I look out now on crumbling walls, topped with railings up above
But all I see are people’s legs and prams that mothers shove
It wasn’t always this way, Dear God I’ll have ya know
Me and the mott had a grand room, in Dublin long ago
We started out in one auld room which in time, became too small
When time (and we) produced six kids sure there was no room at all.
Sure it’s not what you know but WHO you know was proved in record time
When auld Dineen the landlord, found big space for this gang of mine
A large tall room with closet, big enough for all our needs
In a tenement house two doors down called a “Drawing Room” if ya please!
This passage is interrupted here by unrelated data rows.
PR #19748, opened 2026-09-20
🐛 fix(local-system): surface total line count on truncated readFile results

arvinxx:
## Brief

A default-window `readFile` rendered a bare `File: <path>` header with no indication the service had sliced the file to its `[0, 200]` default window, and even an explicit `loc` only produced `(lines X-Y)` with no total. The system role tells the model *"the response includes totalLineCount"*, so the model trusted it, couldn't find it, and burned extra turns re-reading the file to discover the truncation.

Observed in a production trace (agent-gateway topic): on a 2545-line `index.html` refactor, the agent issued **19 read calls** against the same file, hit contradictory line totals (2499 vs 2545) from shell workarounds, and only converged after repeatedly re-reading to locate the real EOF — a direct token-cost driver (10.5M tokens for the operation).

Root causes, all in the harness:

1. `formatFileContent` never rendered `totalLineCount`, though the service layer (`readLocalFile`) always returns it.
2. `ComputerRuntime.readFile` built the header from the caller's args only, so a default-window read looked identical to a full read.
3. `loc` semantics (0-based, end-exclusive slice) were documented as `'[301, 400]' reads lines 301 to 400`, contradicting the implementation — and grepContent's 1-based line numbers don't line up with `loc` without a conversion the docs never mentioned.

| Before | After |
| ------ | ----- |
| `File: /path/index.html (lines 0-200)` | `File: /path/index.html (lines 0-200 of 2545)` + `[Showing lines 0-200 of 2545 total. Call readFile again with loc=[200, 400] to continue reading.]` |
| default-window read: bare `File: <path>` header, truncation invisible | header shows the service-returned window `(lines 0-200 of 2545)` with continuation hint |
| systemRole/manifest document `loc` as if 1-based inclusive | documented as 0-based end-exclusive, with explicit grep-line-number conversion rule |

## Changes

- `formatFileContent`: accept `totalLines`, render `(lines X-Y of Z)`, append a continuation hint with the next `loc` window when the window doesn't reach EOF
- `ComputerRuntime.readFile`: build the header from the service-returned `loc` (the actual window, incl. the default `[0, 200]` slice) and pass `totalLineCount` through; both subclasses benefit (`LocalSystemExecutionRuntime`, `CloudSandboxExecutionRuntime`)
- `localSystemToolSnapshots`: pass `totalLineCount` through on the client snapshot path
[...]

PR #19777, opened 2026-09-21
✨ feat(context-engine): trim stale tool results at the payload boundary

arvinxx:
## Brief

Within one topic, every request replays the full message history, and tool results dominate that history — a single `readFile` of a large file is tens of KB. Once a result is superseded (the file was rewritten since, the page snapshot is ten interactions old), replaying it buys the model nothing, but every LLM step still pays for it.

Measured on a production topic (agent-gateway trace, 4 operations, 1150 messages): the topic accumulated ~300k of context and **37.3M input tokens**, ~95% of it cache-read replays of history containing hundreds of KB of dead tool output.

This PR adds `StaleToolResultTrimProcessor`, which replaces the bodies of stale tool results with short deterministic placeholders at the payload-assembly boundary (DB rows are never touched).

**Trim rules** (all only apply outside a trailing recency window):

| Rule | Condition | Placeholder keeps |
| ------ | ----- | ----- |
| `readSupersededByWrite` | `readFile` result whose path was later `writeFile`/`editFile`'d | path + "re-read if needed" |
| `readSupersededByRead` | `readFile` result whose `[loc]` range was fully re-read later | path + range |
| `staleBrowserPage` | `lobe-browser` `snapshot`/`readPage` past the window | apiName + "take a new snapshot" |
| `staleCrawlResult` | `lobe-web-browsing` search/crawl past the window | head excerpt (1k chars) |
| `oldCommandOutput` | long `runCommand`/`getCommandOutput` output past the window | head + tail 500 chars |

Error results, user messages, and the recency window are never trimmed.

**Cache safety** (the design constraint): prompt caching is prefix-based, so mutating history mid-operation would cold the warm cache for every remaining step. Three constraints prevent that:

1. Trim decisions depend only on the presence of *later* messages, so once trimmed, a message trims byte-identically on every later request — the trimmed prefix stays stable across requests.
2. The trim never touches messages from the in-flight turn (after the last user message). Every LLM step of a running operation re-runs this pipeline, so this confines changes to turn boundaries.
3. **Cache-warmth gate**: a turn boundary is only a *free* trim point when the cache is actually cold (gap > provider TTL, 5 min for Anthropic). Production data shows rapid-fire working sessions where most turns arrive within the TTL — there, trimming is a paid rewrite that a 1–5-step follow-up never recoups. So warm boundaries go through a break-even check (`R_est × saved × readPrice > rewriteDelta × margin`; defaults R_est=20, margin=1.5, Anthropic prices 0.1/1.25). Determinism means the rewrite is paid at most once per trim-set change, not per follow-up.

| Before | After |
| ------ | ----- |
| every op in a topic replays all historical tool results verbatim | stale results collapse to ~130-char placeholders at payload assembly |

#### Test

- [x] Tested locally
- [x] Added/updated tests
- [ ] No tests needed

- 15 unit tests (`StaleToolResultTrim.test.ts`), including idempotence (byte-stable second pass), the in-flight-turn boundary rule, and the cache-warmth gate (cold gap trims, warm+small-gain skips, warm+large-gain trims)
- Full `packages/context-engine` suite: 1047 tests pass
- `bun run check <changed files>`: lint clean
- `bun run type-check`: no new errors (the 8 pre-existing zod errors on canary in `apps/server` / `packages/database` are unchanged)

**Experiment on real production data** (7 topics replayed through the processor at every operation boundary, including the 6 highest-token topics in `agent_operations`):

- Original topic `tpc_2dv8cz0l7dXv` (1150 messages): tool content **696.6k → 218.4k chars (−68.6%)**, ≈135k fewer input tokens per step; counterfactual op2 **−20%**, op3 **−25%** input tokens
- 6 extra-large topics (136M–538M total tokens): history-bound coding topics cut tool content 25–56%, per-op savings 15–21%; a crawl-heavy research topic reaches **−69%** on its largest op
- Warm-gate behavior verified on a 48-turn rapid-fire topic (most turns within the 5-min TTL): warm low-gain boundaries now correctly skip, cold boundaries inside the same session keep their savings
- Known limitation (v2 scope): mega single-turn ops (e.g. a 3686-step deep-research op with 43M chars of search results inside ONE turn) are excluded by the in-flight rule — they need batched mid-turn checkpoints with TTL-gap detection, a separate design
- Rule distribution on the reference topic: `readSupersededByWrite` 89, `oldCommandOutput` 18, `staleBrowserPage` 17, `staleCrawlResult` 3

- Acceptance: not run — no user-visible UI change; the change only rewrites stale tool-result text inside the LLM payload, covered by unit tests + the real-data replay above. Happy to run a live agent-session A/B if reviewers want one.

#### 🔗 Related Issue

Diagnosed from Develop Center trace analysis of topic `tpc_2dv8cz0l7dXv` (37.6M tokens / $13.10 for a 4-task topic). Companion fix: #19748 (readFile truncation visibility).


arvinxx:
Both Codex P1s addressed in `e0a5be39a9`:

1. **Serialized tool arguments** — confirmed valid. `plugin.arguments` arrives as the JSON string on the wire; `pathOf`/`locOf` now read `path`/`loc` from the structured `pluginState` first (`ReadFileState`/`WriteFileState` carry them as real fields) and fall back to parsing the string arguments for older rows. Tests now use the canonical wire shape, and the fix was verified end-to-end by replaying a production topic with raw string arguments straight from the DB dump (same 124 trims / 473k chars as before).

2. **Recency cutoff frozen at the turn boundary** — confirmed valid. The protected tail is now the K messages before the trigger plus the entire in-flight turn, instead of `messages.length - K` advancing as the operation appends. Same class of issue found and fixed while at it: the supersede index (pass 1) also covered in-flight messages, so a write in the current turn would have retroactively trimmed pre-boundary reads mid-operation — pass 1 now only indexes the closed history before the boundary, and in-flight writes take effect at the next turn boundary.

New regression tests: frozen recency window across 50 appended in-flight messages, no retroactive trim from in-flight writes, serialized-string arguments, pluginState-absent fallback. Suite: 1049 passed.

arvinxx:
@codex review

arvinxx:
Codex review round 2 — all five addressed in `d85ff3f197`:

**P1 — numeric timestamps**: valid. `UIChatMessage.createdAt` is an epoch-ms number on the canonical path (`packages/types/src/message/ui/chat.ts:228`), and `Date.parse(number)` yields NaN — the warmth gate would never have engaged in production (same masking pattern as the arguments issue: my tests used ISO strings). Now normalized via `toEpochMs` (number | Date | ISO string), with a regression test using numeric timestamps.

**P1 — size gate frozen at the boundary**: valid. `totalToolChars` included in-flight tool output, so a long operation could cross `minTotalToolChars` mid-turn and activate trims that were off at the boundary — the same mid-op prefix flip the boundary freeze was meant to prevent. The gate is now measured on the closed history `[0, boundary)` only.

**P2 — failed operations in the invalidation index**: valid. Pass 1 now skips rows with `pluginError`: a failed `writeFile` supersedes nothing, a failed read covers nothing.

**P2 — omitted `loc` is the default window**: valid. `readLocalFile` slices `loc ?? [0, 200]` unless `fullContent` is set; an omitted loc is now indexed as `[0, 200]` instead of an unbounded full-file read, so a later default read no longer claims to cover explicit later ranges (and `fullContent: true` rows stay unbounded).

Replay on the production topic after the fixes: unchanged (124 trims / 473k chars). Suite: 22 processor tests, 1054 context-engine total.

arvinxx:
@codex review

arvinxx:
Codex review round 3 — both addressed in `f761c61187`:

**P1 (freeze the warm-gate payload size)**: valid — same mid-op flip class as the size-gate issue. The priced payload is now frozen at the turn boundary (closed history + trigger) instead of the live message list that grows with in-flight output. Regression test: decision stays trim across 2MB of appended in-flight output.

**P2 (provider cache economics)**: valid. Added a per-provider policy table (`cacheEconomicsForProvider`): anthropic/bedrock (5min TTL, 0.1/1.25), deepseek (1h disk cache, 0.25/1.0), google (0.25/1.0), openai (0.5/1.0), fallback Anthropic. Wired through `MessagesEngine` with the active provider; individual `cache*` config overrides still win. Regression test: a 10-minute gap is cold under Anthropic but still warm under DeepSeek.

Suite: 25 processor tests, 1057 context-engine total.

arvinxx:
@codex review

arvinxx:
Codex review round 4 — both P2s addressed in `121fa88f7c`:

- **Image attachments**: valid — a trimmed image read kept `pluginState.images`, and the later `MessageContentProcessor` would still emit them as `image_url` parts. Attachments are now dropped alongside the body; regression test asserts both.
- **Size guard**: valid — a result barely over the keep threshold (e.g. keep+1 chars) came back longer with the notice appended. Candidates must now be strictly smaller than the original (image reads exempt: the dropped attachment dwarfs the notice). Regression test covers the keep+1 case.

Suite: 27 processor tests, 1059 context-engine total; replay on the production topic unchanged (120 trims / 473k chars).

arvinxx:
@codex review

arvinxx:
Codex P1 (readPage vs snapshot) addressed in `db9ca8ec24`:

Valid distinction — the two browser results are not the same kind of data. `snapshot` is interaction state (element refs that die with the next navigation) and still trims to a bare placeholder. `readPage` output is source material for the final answer; dropping it wholesale could lose the only copy of a source in a long research session. It now keeps a head excerpt (`pageTextKeepChars`, default 1000) plus a re-extract note — the same treatment crawl results already get for source text, which also fixes the inconsistency between the two rules.

Chose excerpt-over-retention rather than 'keep until superseded': one-off reads (the dominant pattern in deep-research sessions, which are also the largest token consumers) would never be superseded and thus never trimmed; the excerpt preserves quoting ability (title, URL, lead) while still saving the bulk.

Regression tests: excerpt keeps the page lead, short readPage untouched, snapshots unchanged. Suite: 29 processor tests, 1061 context-engine total.

arvinxx:
@codex review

Though times were tough, with years of want, we somehow struggled through
And raised our kids to manhood, relaying on penny stew
Then one by one they left us, some travelling far and wide
Just me and my auld Maggie, left by a lonely fireside
Yet, happy in our own auld way just living for each other
My wife, my life, me own sweet girl and she, the perfect mother
Then came that dark grey morning, when my Maggie passed away
Leaving me just memories and dreams of yesterday
I had to leave it all behind, could not afford the rent
The funeral cost and few auld beers has really seen me spent
From small to big, now back again much smaller I admit
Ah! Sweet Jesus, I’m on me own, me family now are split
The loneliness and heartache, this cellar room evokes
Would leave a man demented with tears that nearly choke
Just rats to keep me company, did I think I’d see this day?
As I listen to the scratching on me palliasse of hay
Cut off from all me neighbours, No cherry “There ya are”
I pray the good lord takes me from my prison without bar.
Bridget GriffithsWe'll sail be the tide....aarghhhh !!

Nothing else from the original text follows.